For he had tasted the supreme happiness of the animal, the
nearness of Man. The animal that has once had Man for his
companion or for his prey is never afterwards contented with other
company or fare. Curiosity had taken its place among his appetites;
the necessity of watching Man’s inscrutable ways, the pleasure of
using his implements and reproducing his effects.
III
In the dead of night the Colonel descended into the midst of the
village, in boots and torn trousers, and drew water on the long beam-
lever from the well and poured it into the tank, talking gently to
himself while he did it; and the villagers, awakened by the creaking
and rattling, crept to crannies and looked on and trembled.
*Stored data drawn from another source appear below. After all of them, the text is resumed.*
PR #2964, opened 2019-05-17
Disable autocomplete in Description if the timer is running

### LINKED ISSUE #2957: When timer is running the timer autocomplete should be disabled
### 💻 Environment
Platform: macOS
Toggl Version: master

### 🐞 Actual behavior
When timer is running user is able to focus the description field and start autocompleting. This is very confusing and it is actually not possible to close the autocomplete listing when it is opened in that state. Selecting with Enter key press will stop the entry

### 💯 Expected behavior
When the timer is started all the fields in timer are disabled and all editing at this point should be done through edit popup.

### 🔨 Steps to reproduce

1. autocomplete in timer and select only project
2. start timer
3. try to click on the description field and see that it is focusable and autocomplete works. Also, you are not able to close autocomplete without making a selection.

### 📦 Additional info
timer_decription_focus

NghiaTranUIT:
### 📒 Description
There is a confusing behavior that the AutoComplete appears during the Timer is active

### 🕶️ Types of changes

### 🤯 List of changes
- [x] Disable editable capability of Description AutoComplete

### 👫 Relationships
Close #2957 

### 🔎 Review hints
- The autocomplete won't show if the timer is running 
- The Editor popover presents -> Able to type the name of Time Entry

### DIFF
--- a/src/ui/osx/TogglDesktop/TimerEditViewController.m
+++ b/src/ui/osx/TogglDesktop/TimerEditViewController.m
@@ -424,7 +424,6 @@ NSString *kInactiveTimerColor = @"#999999";
 	self.autoCompleteInput.stringValue = self.time_entry.Description;
 
 	// Make descriptionLabel is editable and focus
-	self.descriptionLabel.editable = YES;
 	self.descriptionLabel.stringValue = self.time_entry.Description;
 	self.displayMode = DisplayModeTimer;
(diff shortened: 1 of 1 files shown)


IndrekV:
This didn't work correctly. The issue was that the description label should be editable when you only select project from autocomplete and the timer is not running. I've made the adjustment to make it work correctly.

NghiaTranUIT:
Thank you for the fix 👍

Issue #2968, opened 2019-05-20
Windows app hanging when changing date to future date


skel35:
### 💻 Environment
Platform: Windows
Toggl Version: 7.4.345

### 🐞 Actual behavior
Application hangs.

### 💯 Expected behavior
Application should handle the use case without hanging or crashing.

### 🔨 Steps to reproduce

1. Start the timer
2. Set the date to a future date (e.g. 2 days after today)
3. Press Stop (if warning about future date appears, ignore or close it)

skel35:
When the issue #2523 was addressed the `SetTimeEntryStart` library method was fixed, but the `SetTimeEntryDate` method is still not handling the future dates. (Not saying it should be handled in the lib, might be easier to do it on a UI side, dunno yet).

skel35:
This specific bug will not be relevant after #2974 is done, but there is a similar issue.
When setting date to a future date on a stopped time entry, the entry just gets deleted automatically during the next sync without any notification or feedback to the user.

IndrekV:
Please create a new issue for the description in your last comment so we can look into this a bit more.

skel35:
Created #2976.
Closing this one can be closed as it will be handled in scope of #2974.

PR #2969, opened 2019-05-20
Fix UnixFromDateTime method to properly account for time zone and day…

### LINKED ISSUE #2012: Selecting date in Australian timezone saves the date of the day before
User reports:

> I selected 28 September 2016 in the date picker. This makes the date picker disappear, but then the date displayed in the date field is set to 27/09/2016.

case 358926

### LINKED ISSUE #2160: Desktop timezone issue
A few reports or the desktop app not choosing the correct time or date in app but appearing correct in browser.

> Switzerland we add 1 hour. But on Windows 10, this is considered as UTC;1 not UTC;2. On Toggl.com it;s considered as UTC;2.
> 
> The result is that in the desktop app, I create an entry at 5PM (UTC), it;s marked 6PM when it;s actually 7PM but on Toggl.com it;s correctly set as 7PM.

/case/450995

### LINKED ISSUE #2455: Windows Desktop App Editing Time Entry - Date Issue
A user has reported that when they edit time entries through the desktop app and change the date on an entry, the entry takes on the date of the day before the actual date. 

When the issue was reported the user was on Win 7, in the process of our correspondence they upgraded the laptop and the OS to Win 10, they have a fresh install and the same thing happens. 

We've checked with the user if their Toggl timezone setting matches their device timezone - the user confirms that it does. 

Backoffice shows that the users' latest known location was "Dallas, Texas, US" and that their time zone is "Australia/Adelaide" - I've asked about this, the user travelled to Dallas earlier this year but is now in Australia, not sure if this can be the cause of the issue (latest known location not updating in our system to his current location when he traveled back to Australia). 

Case: 672501

I've asked the user to select a different timezone, save the change, then change back to the correct timezone and save again to see if that will somehow affect things, but no result. 

Version: [Latest Stable, released at (05-03-2018)]  7.4.122

Let me know if you need anything else.

### LINKED ISSUE #2561: Timezone issue with the Windows Desktop app 7.4.252
A user and 2 of his colleagues located in New Zealand with the correct/matching time zone settings between Toggl and their devices are having the following issue: 

Time Zone set to Auckland, Wellington (UTC + 12)

1. Enter text for new task
2. Press Enter to start the clock
3. Click on entry to bring up details.
4. Click on the calendar icon to bring up the calendar
5. Select a date
 - At this point the date changes but to the day before the date I selected. E.g. I selected 3rd September and the 2nd gets selected.
- The entry gets moved to the 2nd and the elapsed time gets changed to 48 hours. Obviously, if I selected an earlier date it would be higher.

All of them are on Win 10

Clearing the apps local data manually and installing the latest stable version did not help, their previous version was 7.4.237 and they were having the same issue.

### LINKED ISSUE #2936: When Editing, Date Field Reverts To Previous Day
Nghia believes there was previously as issue closed related to this but was unable to find it and asked me to create a new one.

### 💻 Environment

Platform:  Windows

OS Version: 

windows_native_app/7.4.345-obm-87-obm-98-obm-99-obm-101 
Toggl Version:  Version: 7.4.345

### 🐞 Actual behavior

The User writes; 

"Start timer when it is PM, Stop, Edit that entry and set the start time to any time that is before 12:00 like 10:00, Notice that the Date field is automatically set to yesterday and you can&#39;t manipulate it to today again."

### 💯 Expected behavior

Date field reflects current date.

### 📦 Additional info

Case: /conversation/21775004221

skel35:
…light savings data (win)

### 📒 Description
`UnixFromDateTime` method was not working correctly when there was a different local time zone offset between 1st of January and the date of current time entry.
Current `UnixEpoch` was converted to local time and subtracted from local `DateTime`. This is a logical error, as there is no guarantee that `UnixEpoch` local time conversion produces the same time zone offset as local `DateTime` currently has. The subtraction should be performed in UTC.

The .NET `DateTimeOffset` actually represents a `DateTime` + offset, not just some offset as its name could mistakenly indicate. It is somewhat analogous to Poco's `LocalDateTime`.

### 🕶️ Types of changes

### 👫 Relationships
Closes #2936
Closes #2561
Closes #2455
Closes #2012
Closes #2160

### 🔎 Review hints
STR described in #2936.
Try different time zones, with daylight savings on and off.
I have attempted to thoroughly test the changed code before PR, but ofc I could miss some edge case.
Known bug related to future dates: #2968.
Note: When changing time zones during the time when Visual Studio is open, building stops working, even when no code has changed and you press F5. So restarting Visual Studio for every time zone change is recommended.

### DIFF
--- a/src/ui/windows/TogglDesktop/TogglDesktop/Toggl.cs
+++ b/src/ui/windows/TogglDesktop/TogglDesktop/Toggl.cs
@@ -19,9 +19,9 @@ public static partial class Toggl
     public const string Description = "description";
 
     public const string TagSeparator = "\t";
-
-    private static readonly DateTime UnixEpoch =
-        new DateTime(1970, 1, 1, 0, 0, 0, DateTimeKind.Utc);
+    
+    private static readonly DateTimeOffset UnixEpoch = 
+        new DateTimeOffset(1970, 1, 1, 0, 0, 0, TimeSpan.Zero);
 
     private static IntPtr ctx = IntPtr.Zero;
 
@@ -1366,12 +1366,12 @@ public static partial class Toggl
 
     public static DateTime DateTimeFromUnix(UInt64 unix_seconds)
     {
-        return UnixEpoch.AddSeconds(unix_seconds).ToLocalTime();
+        return UnixEpoch.AddSeconds(unix_seconds).ToLocalTime().DateTime;
     }
 
     public static Int64 UnixFromDateTime(DateTime value)
     {
-        TimeSpan span = (value - UnixEpoch.ToLocalTime());
+        var span = new DateTimeOffset(value) - UnixEpoch;
         return (Int64)span.TotalSeconds;
     }
 


IndrekV:
Tested out 3 scenarios that were described in the issues and the issues did not appear. Looks good to me. 👍

nshtinkov:
Still have 1h offset of Toggl desktop app (Windows) from system time. System time zone is "(UTC-05:00) Eastern Time (US & Canada)" with "Adjust for daylight saving time automatically" ON. Time zone in Toggl account is "America/New York (UTC-4)". This is the same time zone and should show the same time.
Screenshot (30)

skel35:
Hi @nshtinkov, thanks for reporting the issue. We'll test out this scenario and get back to you.
Meanwhile, make sure you're running the latest stable version of the app which is 7.4.475 currently https://toggl.github.io/toggldesktop/.

nshtinkov:
Thanks @skel35 for the prompt reply; version 7.4.475 displays correct times so the issue seems fixed. I had the older version (7.4.422) because that's what I get from the download link on https://toggl.com/toggl-desktop/

skel35:
@nshtinkov Glad to know that the issue is fixed.
You're correct, we have indeed not updated the link on that page yet, will do that soon. 
Feel free to reach out to support@toggl.com if you happen to have any other issue. Have a nice day!

PR #2975, opened 2019-05-23
Disable date picker for the currently running time entry #2974 (win)

### LINKED ISSUE #2974: Calendar disabled when timer running
### 💻 Environment

Platform: Windows

### 📒 Description
On mac we currently have the calendar disabled when the timer is running. We should add this functionality to Windows also as editing date on a running timer can cause issues. For example, when time is set to future the error appears about "Stop time needs to be later than start time"

Also, the fact that tracking time should be a current event not in the far future.

If the user needs to have the start date set to yesterday they can do so with duration.

Things to do:

- When editing running timer -> Calendar input disabled
- When editing stopped timer -> Calendar input enabled.

skel35:
### 📒 Description
Disable date picker for the currently running time entry
Hide the calendar button when it is disabled 
Gray out the date when date picker is disabled

### 🕶️ Types of changes

### 👫 Relationships
Closes #2974


IndrekV:
👍

Issue #2958, opened 2019-05-16
Update bugsnag version and data


IndrekV:
### 💻 Environment
Platform: macOS/Windows/Linux

### 📒 Description
We should update our bugsnag versions (At least on windows it's old)

Also we should make sure we send all additional data in correct format so we can search the error logs properly.

We should also update the code so we only send bugnsnag notifications when in production to nowt crowd bugsnag with development exception reports.

skel35:
Also there is a problem that Windows 10 and Windows 8.1 are detected as Windows 8 in Bugsnag. In order for `Environment.OSVersion` to return a correct version, this version has to be enabled in the application manifest https://docs.microsoft.com/en-us/windows/desktop/SysInfo/targeting-your-application-at-windows-8-1.

IndrekV:
Latest NuGet package for windows app.
https://www.nuget.org/packages/Bugsnag/

IndrekV:
Sending user ID in #C is described in Callback section https://github.com/bugsnag/bugsnag-dotnet#callbacks

IndrekV:
Windows and mac are done. We now need to double check the linux implementation. Linux uses custom made solution. What we need to check is if Linux sends the userID correctly.

IndrekV:
This is done now, Linux PR is also already merged.

PR #2978, opened 2019-05-23
Update Bugsnag to 2.2.0 in TogglDesktopUpdater

skel35:
### 📒 Description
Update Bugsnag to 2.2.0 in TogglDesktopUpdater
Update year in AssemblyInfo

### 🕶️ Types of changes

### 👫 Relationships
Related #2958


skel35:
Unfortunately this won't help to fix the problem. Updater is written in a way that it keeps running during the installation. So it won't be able to replace itself and Bugsnag.dll that it is using.
If we don't want to break auto-updating functionality, one option could be to rename the Bugsnag DLL used by the client application.

PR #2984, opened 2019-05-27
Add at least some form of backtrace generation to Bugsnag in Linux

MartinBriza:
### 📒 Description
This patch adds a basic backtrace generation to our Linux app, so we know at least something about the crashes our Linux users are experiencing. Some more work related to this should be done in the future though, especially for other signals (SIGABRT, SIGILL, etc) and especially for exceptions, quite often there are crashes coming from POCO.
In the case of exceptions, we could, however, look into doing this as a part of our library code.

### 🕶️ Types of changes

### 🤯 List of changes
- Reported Linux crashes now contain backtrace information

### 🔎 Review hints
Listing the reports from the past hour on Bugsnag helps a lot.

### DIFF
--- a/src/ui/linux/TogglDesktop/main.cpp
+++ b/src/ui/linux/TogglDesktop/main.cpp
@@ -10,6 +10,9 @@
 
 #include <stdint.h>
 #include <stdbool.h>
+#include <stdio.h>
+#include <iostream>
+#include <unistd.h>
 
 #include "singleapplication.h"  // NOLINT
 
@@ -18,6 +21,8 @@
 #include "./genericview.h"
 #include "./mainwindowcontroller.h"
 #include "./toggl.h"
+
+MainWindowController *w = nullptr;
 
 class TogglApplication : public SingleApplication {
  public:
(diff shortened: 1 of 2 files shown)


src/ui/linux/TogglDesktop/main.cpp
```diff
@@ -10,6 +10,12 @@
 
 #include <stdint.h>
 #include <stdbool.h>
+#include <stdio.h>
+#include <iostream>
+#include <unistd.h>
+
+#include "Poco/ErrorHandler.h"
```
IndrekV: This gives me error: 
```
fatal error: Poco/ErrorHandler.h: no such file or directory
```

Nowhere in linux project has poco been referenced like this. We've only referenced Poco in library. I think it's not possible to reference Poco this way. Maybe someway through library.

MartinBriza: hmh, for some reason it does compile for me, i just forgot to remove this from when i tested stuff around poco errors - i'll remove it right away

IndrekV:
I'd remove the 2 safe thread commits (revert maybe) as they will be handled separetely. Also it is important to send the `userID` to Bugsnag so we can use it to filter and search issues.

MartinBriza:
Yeah, I'm planning to do user ID (and other stuff) separately with platform info data, too
Backtraces seem like a completely separate thing to me, so I wanted to handle them on their own.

And in the morning they gathered in the village square and
speculated. Who is he? The women were afraid to go into the forest;
the ripe crops dropped the seed from their ears in the clearings.
Night after night he was there, and graciously tasted of their offerings
of fruit and cakes. No one slept by night but the children, and the
priest who dreamed true dreams. The priest was their hope, for
through him alone could the Soochings learn from the gods what
must be believed and done. And day after day the perplexity grew,
for the priest was old and forgot his dreams; and though he sat till
sunset with the doctors of the law about him, he could not recall
them.
But, one day, when they had sat for many hours in silence, watching
the True Dreamer with his head bowed between his knees, trying to
remember, a young priest spoke:
‘I myself have had a dream.’
‘Of what use are your dreams?’ said the old man, looking quickly up.
‘I dreamed that I saw the True Dreamer sleeping; and over him stood
the vision of a dead man, with the burial cords hanging loose about
him, and a peeled rod in his hand as of a messenger.’
A murmur ran round the squatting circle.
‘It is true,’ said the old man ‘I have seen this vision three times.’